The product portfolio extends well beyond standard tubes. Mingyang produces quartz glass rods, quartz sheets, quartz glass windows, sapphire windows, calcium fluoride glass windows, infrared and ultraviolet coatings, high-pressure resistant aluminosilicate glass window panels, and a full range of quartz glass instruments. For laboratory and industrial processes, the company supplies quartz crucibles, clear quartz crucibles, high-purity silica crucibles, and laboratory quartz crucibles suited to high-temperature metal melting and semiconductor crystal growth. The heating product line includes quartz heaters, quartz infrared heating tubes, far-infrared directional radiation heaters, and ultraviolet germicidal lamps. Decorative and functional acoustic products including quartz-derived components for sound healing instruments and specialty glass further demonstrate the versatility of Mingyang's silica-based manufacturing capabilities.

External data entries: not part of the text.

PR #269, opened 2021-01-25
Closes #218, Closes #220: Implement Admin- and UserMenu with feature stubs

### LINKED ISSUE #218: Add User Menü with Dark mode Feature stub
as a user ...

AC:

Tasks:

- [ ]  User Menü erstellen
- [ ] Icon für Dark mode im User menü anzeigen
- [ ] Mouse over "Dark mode coming soon.. "

### LINKED ISSUE #220: Admin menu is shown with time feature stub
as a user

AC:
- Timer Button is shown on the moderator menu (right hand side)

Task:

- [ ] Provide admin menu in frontend
- [ ] Provide timer button
- [ ] Show Mouse over text "Timer function coming soon"

brandstetterm:
🎉  **What has been changed?**
- Added Settings-Menu with feature stubs (buttons w/o function) for moderators
- Added Add-Menu with feature stubs (buttons w/o function) for participants
- Applied design to both menus
- Added multiple icons (SVG) for both menus

💅  **Visual changes**

🕶️ Dark theme:

https://user-images.githubusercontent.com/36969812/111623748-12f45980-87eb-11eb-9386-12726730f640.mov

💡 Light theme:

https://user-images.githubusercontent.com/36969812/111623755-14be1d00-87eb-11eb-93bc-76c4fd5b76f7.mov


src/index.scss
```diff
@@ -12,6 +12,10 @@ body {
   font-family: 'Raleway', sans-serif;
   -webkit-font-smoothing: antialiased;
   -moz-osx-font-smoothing: grayscale;
+
+  user-select: none;
```
bitionaire, line 16: Hhhm... you really want to set this globally? On which element do you want to apply this rule? I suggest to further specify the use

src/components/Menu/MenuItem/MenuToggle.tsx
```diff
@@ -0,0 +1,32 @@
...
+    toggleStartLabel: string;
+    toggleStopLabel: string;
+}
+
+function MenuToggle(props: MenuToggleProps) {
+
+    const [status, setStatus] = useState(false);
+
+    return (<button 
+                className={`menu-item menu-item${props.index} menu-item${status ? '--active' : '--disabled'} menu-item--${props.direction}`}
```
bitionaire, line 19: This looks complicated. Try to use https://www.npmjs.com/package/classnames instead and implement a rule such as `classNames('menu-item', 'menu-item${props.index}', { 'menu-item--active': status, 'menu-item--disabled': !status }, ...)`

src/components/Menu/MenuItem/MenuToggle.tsx
```diff
@@ -0,0 +1,32 @@
...
+    direction: 'left' | 'right';
+    index: number;
+    onToggle?: (active: boolean) => void;
+    toggleStartLabel: string;
+    toggleStopLabel: string;
+}
+
+function MenuToggle(props: MenuToggleProps) {
+
+    const [status, setStatus] = useState(false);
```
bitionaire, line 16: Please replace `status` with a better name which indicates the actual state and answers the boolean quetions, e.g. `isActive`, `isOpen` or whatever :)

src/components/Menu/MenuItem/MenuToggle.tsx
```diff
@@ -0,0 +1,32 @@
...
+    return (<button 
+                className={`menu-item menu-item${props.index} menu-item${status ? '--active' : '--disabled'} menu-item--${props.direction}`}
+                onClick={_ => setStatus(prevValue => !prevValue)}
+            >
+        <div className='menu-item__tooltip'>
+            <span className='tooltip__text'>
+                {status ? props.toggleStopLabel : props.toggleStartLabel}
+            </span>
+        </div>
+        <CloseIcon className='menu-item__icon menu-item__icon--end'/>
```
bitionaire, line 27: You can combine both css classes. I don't see where `<CloseIcon />` is used anywhere else without the modifier `menu-item__icon--end`

src/components/Menu/MenuItem/MenuToggle.tsx
```diff
@@ -0,0 +1,32 @@
...
+        {props.children}
```
bitionaire, line 28: I would suggest to pass the icon as a prop and not within the `children`. It makes it more explicit and maybe you can even start to restrict the usage of the prop with TypeScript

src/components/Menu/MenuItem/MenuButton.tsx
```diff
@@ -0,0 +1,27 @@
...
+    return (<button 
+                className={`menu-item menu-item${props.index} menu-item--${props.direction}`}
+                onClick={props.onClick}
+            >
+        <div className='menu-item__tooltip'>
+            <span className='tooltip__text'>
+                {props.label}
+            </span>
+        </div>
+        {props.children}
```
bitionaire, line 23: Also here I would suggest to pass the icon as a prop instead of the children

src/components/Menu/MenuItem/MenuButton.tsx
```diff
@@ -0,0 +1,27 @@
...
+
+type MenuButtonProps = {
+    children: React.ReactNode;
+    direction: 'left' | 'right';
+    index: number;
+    onClick?: () => void;
+    label: string;
+}
+
+function MenuButton(props: MenuButtonProps) {
```
bitionaire, line 12: Have you thought about combining the MenuButton and the ToggleButton into one component and just to extend the ToggleButton by the MenuButton? The structure is basically the same and I think it would be rather easy to reuse the code

src/components/Menu/MenuItem/MenuButton.tsx
```diff
@@ -0,0 +1,27 @@
+import React from 'react';
+import './MenuItem.scss';
+
+type MenuButtonProps = {
+    children: React.ReactNode;
+    direction: 'left' | 'right';
+    index: number;
```
bitionaire, line 7: You can drop the index prop if you simply use another css selector in the generator: `menu-item:nth-child(...)`

src/components/Menu/Menu.tsx
```diff
@@ -0,0 +1,70 @@
...
+import './Menu.scss';
+
+function Menu() {
+
+    const [showAdminMenu, toggleMenus] = useState(false); 
+
+    const currentUser = Parse.User.current();
+    const admins = useSelector((state: ApplicationState) => state.users.admins);
+
+    const isAdmin = admins.map(admin => admin.id).indexOf(currentUser!.id) !== -1;
```
bitionaire, line 26: I'm not sure if the result is always `-1` in each browser or if it's just a negative number by the specification. Can you look it up or are you sure that it's `-1` specified?

src/components/Menu/Menu.tsx
```diff
@@ -0,0 +1,70 @@
...
+
+    return (
+        <div className={`menu-bars menu-bars--${showAdminMenu ? 'admin' : 'user'} ${isAdmin && 'menu-bars--isAdmin'}`}>
+            <div className='menu user-menu'>
+                <div className='menu__items'>
+                    <MenuToggle index={1} direction='right' toggleStartLabel='MARK ME AS DONE' toggleStopLabel='UNMARK ME AS DONE'>
```
bitionaire, line 32: You can just enforce an uppercase label text by CSS rules and it should not be set in the label text here :)

src/components/Menu/Menu.tsx
```diff
@@ -0,0 +1,70 @@
...
+import { ReactComponent as SettingsIcon } from 'assets/icon-settings.svg';
+import { ReactComponent as ColumnIcon } from 'assets/icon-column.svg';
+import { ReactComponent as FocusIcon } from 'assets/icon-focus.svg';
+import { ReactComponent as TimerIcon } from 'assets/icon-timer.svg';
+import { ReactComponent as VoteIcon } from 'assets/icon-vote.svg';
+import { ReactComponent as ToggleSettingsMenuIcon } from 'assets/icon-toggle-settings-menu.svg';
+import { ReactComponent as ToggleAddMenuIcon } from 'assets/icon-toggle-add-menu.svg';
+import './Menu.scss';
+
+function Menu() {
```
bitionaire, line 19: I would rather name this component `MenuBars` or something like that. Just naming it `Menu` is maybe to generic

src/components/Menu/Menu.scss
```diff
@@ -0,0 +1,202 @@
+@media screen and (max-width: 1343px) {
```
bitionaire, line 1: Please define some utility helper functions for the selection of the screen-sizes, so that can be reused in all other parts of the application

src/components/Menu/Menu.scss
```diff
@@ -0,0 +1,202 @@
...
+  .menu-bars {
+    position: fixed;
+    left: calc(50% - 134px);
```
bitionaire, line 4: This looks mysterious. Can you leave a comment here what the `50%-134px` are about?

src/components/Menu/Menu.scss
```diff
@@ -0,0 +1,202 @@
...
+    bottom: 8px;
+  }
+  .menu-bars--isAdmin {
+    left: calc(50% - 168px);
```
bitionaire, line 8: This looks mysterious. Can you leave a comment here what the `50%-168px` are about?

src/components/Menu/Menu.scss
```diff
@@ -0,0 +1,202 @@
...
+  }
+  .menu-bars--user {
+    @media (prefers-color-scheme: light) {
+      .menu-bars__switch {
+        background-color: #FFFFFF;
```
bitionaire, line 13: Please define global variables for the color codes that are used within this css file

src/components/Menu/Menu.scss
```diff
@@ -0,0 +1,202 @@
...
+  }
+  .menu-bars--user > .admin-menu {
+    visibility: hidden;
+    opacity: 0;
+    bottom: 72px;
+  }
+  .menu-bars--user > .menu-bars__switch > .switch__icon--add {
+    visibility: hidden;
+    opacity: 0;
+    transform: rotate(360deg);
```
bitionaire, line 43: Why not `transform: rotate(0)` isn't that just the same?

src/components/Menu/Menu.scss
```diff
@@ -0,0 +1,202 @@
...
+}
+
+.admin-menu {
+  --primaryColor: #ff0069;
+  --secondaryColor: #7c123e;
+}
+
+@media screen and (max-width: 1343px) {
+  .menu {
+    border-radius: 34.5px;
```
bitionaire, line 122: Is there such a thing as decimal px sizes? I think it might be relevant if you start zooming your browser view but it seems fishy somehow

src/components/Menu/MenuItem/MenuItem.scss
```diff
@@ -0,0 +1,267 @@
...
+  }
+
+  .menu-item {
+    background-color: transparent;
+    border: none;
+    border-radius: 18px;
+    padding: 0;
+    position: absolute;
+    width: 36px;
+    transition: left 0s;
```
bitionaire, line 20: Would this not be the same transition if you drop this line? `0s` indicates it for me

src/components/Menu/MenuItem/MenuItem.scss
```diff
@@ -0,0 +1,267 @@
...
+      }
+  
+    }
+    @media (prefers-color-scheme: dark) {
+      .menu-item__tooltip {
+        background-color: #FFFFFF;
+      }
+    }
+  }
+  // .menu-item:hover > .menu-item__icon {
```
bitionaire, line 47: This section should be probably deleted

src/components/Menu/MenuItem/MenuItem.scss
```diff
@@ -0,0 +1,267 @@
...
+  }
+  .menu-item--active:active > .menu-item__icon--start {
+    visibility: hidden;
+  }
+
+  .menu-item__tooltip {
+    box-sizing: border-box;
+    display: inline-flex;
+    align-items: center;
+    font-family: 'Raleway', serif;
```
bitionaire, line 73: The `font-family` should be defined globally and not for each element, except it really uses another font

src/components/Menu/MenuItem/MenuItem.scss
```diff
@@ -0,0 +1,267 @@
...
+  .menu-item--left {
+    .menu-item__tooltip {
+      direction: rtl;
+      right: 0;
+      top: 0;
+    }
+  }
+  .menu-item--right {
+    .menu-item__tooltip {
+      direction: ltr;
```
bitionaire, line 262: I guess that you did not intend to set the read direction `left-to-right` here and just wanted to position the element accordingly on the left or right side of the screen

bitionaire (changes requested):

src/index.scss
brandstetterm: The specific reason why I've set this property was to prevent random selections of areas/text on mobile phones while long-pressing/holding a button to see it's tooltip.

src/components/Menu/Menu.scss
brandstetterm: It's about positioning the menu at the center of the screen. You position the top left corner of the html-block at the center and go back 134px (half the width of the menu bar).

src/components/Menu/Menu.scss
brandstetterm: Basically you're moving the top left corner of the block to the middle of the screen and afterwards move it back half the width of the block. The end result is a centered block on the horizontal axis / width.

src/components/Menu/Menu.scss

The bar chart illustrates the approximate distribution of Yancheng Mingyang's product portfolio across five major application segments. Tubes and rods account for the largest share at 35%, reflecting the foundational importance of quartz glass tube, quartz tubing, double-hole tubes, and quartz crystal rods and quartz glass rods in the company's core output. Heating products represent 22% of the range, covering quartz infrared heating tubes, carbon fiber quartz heaters, and far-infrared directional heaters — a rapidly growing category driven by industrial energy efficiency initiatives. Crucibles and instruments at 20% include laboratory quartz crucibles, silica crucibles, high-borosilicate glass instruments, and process vessels. The optical and windows segment at 15% encompasses quartz glass windows, UV plates, sapphire windows, and coated optical components. The specialty and custom category at 8% covers unique customer-driven solutions such as gold-plated quartz tubes, custom bent or shaped tubes, and engineered assemblies for specific process environments. This breadth of capability enables Mingyang to serve as a single-source quartz glass tubing supplier across multiple product categories, reducing procurement complexity for customers managing diverse glass and quartz component needs.

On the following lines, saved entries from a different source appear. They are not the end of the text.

PR #272, opened 2021-02-14
Add sticky note

alphapfote:


src/constants/style.scss
```diff
@@ -24,12 +23,34 @@ $color-pink: #F20574;
...
 $column__border-width: 12px;
 
 
+// margin and padding
+$small-padding: 16px;
+$medium-padding: 20px; 
+
+
+// font
+$small-letter-spacing: 0.25px;
```
bitionaire, line 37: I think inverting the names of the variables will be handy here. So writing `letter-spacing-...` instead of `...-letter-spacing` will make it easier to use the auto complete features of the IDE. Also I would suggest to use `--` to separate the modifier and write `letter-spacing--small` etc.

The same naming scheme should apply on the other variables.

src/routes/Board/Board.tsx
```diff
@@ -22,7 +22,7 @@ function Board(props: BoardProps) {
         }
     }, [ props.match.params.id ]);
 
-    const state = useSelector((state: ApplicationState) => ({
+    const state:any = useSelector((state: ApplicationState) => ({
```
bitionaire, line 25: We should have a look into this and replace the `any` with something meaningful (...if it is even required)

src/components/Note/Note.tsx
```diff
@@ -0,0 +1,34 @@
...
+        users: state.users
+    }));
+
+    return (
+        <li className={classNames('note', { 'note--own-card': Parse.User.current()?.id === authorId })}>      
+            <p className="note__text">{text}</p>
+            <footer>
+                <figure className="note__author">
+                    <img className="note__author-image" src={avatar} alt="User"/>
+                    <figcaption className="note__author-name">{state.users.all.filter((user) => user.id === authorId)[0]?.displayName}</figcaption>
```
bitionaire, line 28: We can add the attribute `aria-roledescription="author"` here, as it will provide more context for users with screenreaders

src/routes/Board/Board.tsx
```diff
@@ -32,15 +32,16 @@ function Board(props: BoardProps) {
...
-            <BoardComponent>
-                {
-                    state.board.data!.columns.map((column) => (<Column color="pink">{column.name}</Column>))
-                }
-            </BoardComponent>);
-        
+            <>        
+                <BoardComponent>
+                        {state.board.data!.columns.map((column:any) => (
+                            <Column color="pink" key={column.id} columnId={column.id}/>
```
bitionaire, line 38: We should move the `color` prop inside of the `<Column />` component. It can access the set color value by the provided id prop.

src/constants/style.scss
alphapfote: Done

src/components/Note/Note.tsx
alphapfote: Done

src/components/NoteInput/NoteInput.tsx
```diff
@@ -1,17 +1,96 @@
 import React from 'react';
 import './NoteInput.scss';
 import {ReactComponent as PlusIcon} from "assets/icon-add.svg";
+import store from "../../store";
```
brandstetterm, line 4:
```suggestion
import store from "store";
```

src/components/NoteInput/NoteInput.tsx
```diff
@@ -1,17 +1,96 @@
...
+import {ActionFactory} from "../../store/action";
```
brandstetterm, line 5:
```suggestion
import {ActionFactory} from "store/action";
```

src/components/NoteInput/NoteInput.tsx
```diff
@@ -1,17 +1,96 @@
...
+            },
+            input: {
+                color: 'white',
+            },
+        },
+    }),
+)(FilledInput);
+
+const NoteInput = ({columnId} : NoteInputProps) => {
+    const [value, setValue] = React.useState<string>();
```
brandstetterm, line 64: Wieso setzt du hier als default nicht den leeren String `""`? Dann brauchst du glaube ich bei value das Ausrufezeichen dahinter nicht

src/components/Column/Column.tsx
```diff
@@ -1,22 +1,39 @@
-import React from 'react';
 import './Column.scss';
 import {Color, getColorClassName} from "constants/colors";
 import NoteInput from "components/NoteInput/NoteInput";
+import Note from "components/Note/Note";
+import {ApplicationState} from "../../types/store";
```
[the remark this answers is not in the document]
alphapfote: Done

src/components/Note/Note.tsx
```diff
@@ -0,0 +1,33 @@
+import './Note.scss';
+import avatar from 'assets/avatar.png';
+import { useSelector } from 'react-redux';
+import {ApplicationState} from "../../types/store";
```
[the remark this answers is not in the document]
alphapfote: Done

src/components/NoteInput/NoteInput.tsx
alphapfote: Done

src/components/NoteInput/NoteInput.tsx
alphapfote: Done

src/components/NoteInput/NoteInput.tsx
alphapfote: Danke für den Tipp, wusste ich nicht.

Specifying the correct quartz glass tubing requires evaluating several parameters systematically. Using the wrong grade can lead to premature failure, contamination, or inadequate optical or thermal performance. The checklist below covers the most critical decision points for industrial and laboratory buyers.
Yancheng Mingyang Quartz Products Co., Ltd. is a company specializing in the production of quartz and special glass products, serving as the Jiangsu manufacturing base of Jinzhou Mingde Quartz Glass Co., Ltd. Since establishment, the company has developed rapidly by introducing advanced technology and production equipment from both domestic and international sources, continuously improving product quality and expanding its portfolio.
Relying on its own manufacturing strengths, Mingyang has developed a diverse range of products tailored to specific market needs and customer requirements, solving many urgent production challenges across industries. The company's product range includes quartz glass tubes, double-hole quartz glass tubes, quartz glass rods, quartz sheets, sapphire windows, calcium fluoride glass windows, infrared and ultraviolet coatings, high-pressure resistant aluminosilicate glass windows, quartz glass instruments, high borosilicate glass instruments, quartz crucibles, quartz gold-plated tubes, quartz heaters, quartz infrared heating tubes, far-infrared directional radiation heaters, ultraviolet germicidal lamps, and a broad range of other special-purpose quartz glass products. With this comprehensive capability, Mingyang is positioned to support engineers, researchers, and manufacturers who require reliable, well-specified quartz products across optical, thermal, chemical, and acoustic applications.